Acordar os outros. E eu, que ontem tanto cantei de galo na frente de todos, hoje,
fico meio frango, meio pinto, sem saber o que fazer. Perdido num ninho que mais
parece de cobras, quando antes era só de amor.
Você deixou quase nada. Só a blusa ficou. Por quê? E
repito, por que, com tanta coisa para esquecer, você deixaria logo a blusa?
Logo a blusa! Aquele manto sagrado que lhe envolvia, me excitava e a tornava
minha, para despi-la a hora que eu bem quisesse.

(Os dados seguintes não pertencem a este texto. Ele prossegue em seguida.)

PR #984, opened 2023-04-03
Fix ThermalStandard must_run in tabular data parser

### LINKED ISSUE #981: TableDataParaser not catching must run from csv file
Is not reading must run from the csv file when creating `SystemTableData`

```julia
 return ThermalMultiStart(;
        name = get_name(thermal_gen),
        available = get_available(thermal_gen),
        status = get_status(thermal_gen),
        bus = get_bus(thermal_gen),
        active_power = get_active_power(thermal_gen),
        reactive_power = get_reactive_power(thermal_gen),
        rating = get_rating(thermal_gen),
        prime_mover = get_prime_mover(thermal_gen),
        fuel = get_fuel(thermal_gen),
        active_power_limits = get_active_power_limits(thermal_gen),
        reactive_power_limits = get_reactive_power_limits(thermal_gen),
        ramp_limits = get_ramp_limits(thermal_gen),
        power_trajectory = power_trajectory,
        time_limits = get_time_limits(thermal_gen),
        start_time_limits = startup_timelimits,
        start_types = start_types,
        operation_cost = op_cost,
        base_power = get_base_power(thermal_gen),
        time_at_status = get_time_at_status(thermal_gen),
        must_run = gen.must_run,
    )
end
```

scdhulipala:

Check the [contributor guidelines](https://nrel-siip.github.io/PowerSystems.jl/stable/code_base_developer_guide/developer/)

1. Fix tabular data parser to parse _must_run_  for **ThermalStandard**
2. [Issue Fix](https://github.com/NREL-SIIP/PowerSystems.jl/issues/981)

closes #981

### DIFF
--- a/src/parsers/power_system_table_data.jl
+++ b/src/parsers/power_system_table_data.jl
@@ -1082,9 +1082,6 @@ function make_thermal_generator_multistart(
 
     op_cost = MultiStartCost(var_cost, no_load_cost, fixed, startup_cost, shutdown_cost)
 
-    gen_must_run = isnothing(gen.must_run) ? false : gen.must_run
-    gen_must_run = isa(gen_must_run,Bool) ? gen_must_run : parse(Bool,lowercase(String(gen_must_run)))
-
     return ThermalMultiStart(;
         name = get_name(thermal_gen),
         available = get_available(thermal_gen),
@@ -1105,7 +1102,7 @@ function make_thermal_generator_multistart(
         operation_cost = op_cost,
         base_power = get_base_power(thermal_gen),
         time_at_status = get_time_at_status(thermal_gen),
-        must_run = gen_must_run,
+        must_run = get_must_run(thermal_gen),
     )
 end
 
--- a/src/parsers/power_system_table_data.jl
+++ b/src/parsers/power_system_table_data.jl
@@ -1005,10 +1005,8 @@ function make_thermal_generator(data::PowerSystemTableData, gen, cost_colnames, 
     op_cost = ThreePartCost(var_cost, fixed, startup_cost, shutdown_cost)
 
     gen_must_run = isnothing(gen.must_run) ? false : gen.must_run
-    gen_must_run = if isa(gen_must_run, Bool)
-        gen_must_run
-    else
-        parse(Bool, lowercase(String(gen_must_run)))
+    if !isa(gen_must_run, Bool)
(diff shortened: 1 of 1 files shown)


src/parsers/power_system_table_data.jl
```diff
@@ -1020,6 +1020,7 @@ function make_thermal_generator(data::PowerSystemTableData, gen, cost_colnames,
         time_limits = timelimits,
         operation_cost = op_cost,
         base_power = base_power,
+        must_run = gen.must_run,
```
jd-lara, line 1023: where is the must run info coming from?

scdhulipala: It is defined in power_system_structs.json and the user_descriptors.yml of the data, so the data would come from gen.csv. I'm not sure if that is the answer you're looking for.

jd-lara: But that value isn't been read and passed to the `ThermalStandard` call.

scdhulipala: Yeah, gen has a field must_run because it is defined in both user_descriptors and power_system_inputs.

jd-lara: Yes, that value is read from the CSV into the gen dict but you aren't reading it from that dict. Did you test this?

scdhulipala: I'm running some more tests now with Pedro. I made this a draft for now. I will open a PR once I get the go ahead from Pedro.

scdhulipala: I tested this on Pedro's ERCOT test data. This does what it is supposed to in general but will fail due to CSV data parsing. For instance, I printed gen.must_run for his data for debugging purposes and sometimes Bool is read as an InlineString.
gen_must_run = false
gen_must_run = InlineStrings.String7("False")

jd-lara: Why not fix it in this PR?

jd-lara:
Using parse is dangerous during runtime applications. It's better to employ a string comparison

scdhulipala:
> Using parse is dangerous during runtime applications. It's better to employ a string comparison

The only reason I was usingparse was because must_run could be either a true/false (or) 1/0 which could be parsed as a String by the CSV parser (because of 'NA' values). Should I use stringcompariosn for all these cases then?

PR #988, opened 2023-04-18
Fixing unit conversion reserves 

### LINKED ISSUE #972: get_time_series methods don't convert time series values to natural units for Services
Seems like when retrieving time series values when the unit setting is set to "natural_units" are not converted, other devices like PowerLoads have time series  converted to natural units but not for services. attached an example for this on the RTS
For reserves :
image
For Loads :
image

sourabhdalvi:
This PR fixes #972, which will convert the requirement field for Reserves.

### DIFF
--- a/src/descriptors/power_system_structs.json
+++ b/src/descriptors/power_system_structs.json
@@ -4162,7 +4162,8 @@
                         "min": 0,
                         "max": null
                     },
-                    "validation_action": "error"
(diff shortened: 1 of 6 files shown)


jd-lara (approved):
I will approve but we need to make sure this PR doesn't screw up anything in PSI when creating parameters there.

PR #1011, opened 2023-08-28
Jd/updates to generic battery

jd-lara:
Updates the storage structs gearing towards the re-write in SSS.

### DIFF
--- a/src/models/generated/BatteryEMS.jl
+++ b/src/models/generated/BatteryEMS.jl
@@ -20,7 +20,7 @@ This file is auto-generated. Do not edit.
         reactive_power::Float64
         reactive_power_limits::Union{Nothing, MinMax}
         base_power::Float64
-        operation_cost::Union{Nothing, StorageManagementCost}
+        operation_cost::StorageManagementCost
         storage_target::Float64
         cycle_limits::Int
         services::Vector{Service}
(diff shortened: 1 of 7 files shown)


rodrigomha (approved):
LGTM

src/models/generated/BatteryEMS.jl
```diff
@@ -73,9 +75,11 @@ mutable struct BatteryEMS <: Storage
     reactive_power_limits::Union{Nothing, MinMax}
     "Base power of the unit in MVA"
     base_power::Float64
-    operation_cost::Union{Nothing, OperationalCost}
+    operation_cost::StorageManagementCost
     "Storage target at the end of simulation as ratio of storage capacity."
     storage_target::Float64
+    "Storage Maximum number of cycles per year"
+    cycle_limits::Int
```
sourabhdalvi, line 82: rather than having it as static value  to limit the cycles, I think it would be great if we can also define the cost for exceeding the cycling limit

sourabhdalvi (changes requested):

src/models/generated/BatteryEMS.jl
jd-lara: that is defined in the cost function. This is just the limit data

Fetiche? Talvez. Mas nenhuma outra roupa lhe caía
tão bem. Ok, ok, todas as suas roupas lhe caíam. Eu mesmo as tirava. Numa tara
que nem eu – e nem você – saberia explicar. Era coisa de bicho. Era você
chegar, soltar um sorriso, me dar um beijo... e pimba! Tesão em ação! Amantes
ardentes, sem mais delongas, nus sobre o tapete, o sofá, a cama. Muita cama. Depois,
chuveiro e, depois, mais cama. Porque nunca era demais. E a gente sempre queria
mais. Como se o mundo, simplesmente, fosse acabar.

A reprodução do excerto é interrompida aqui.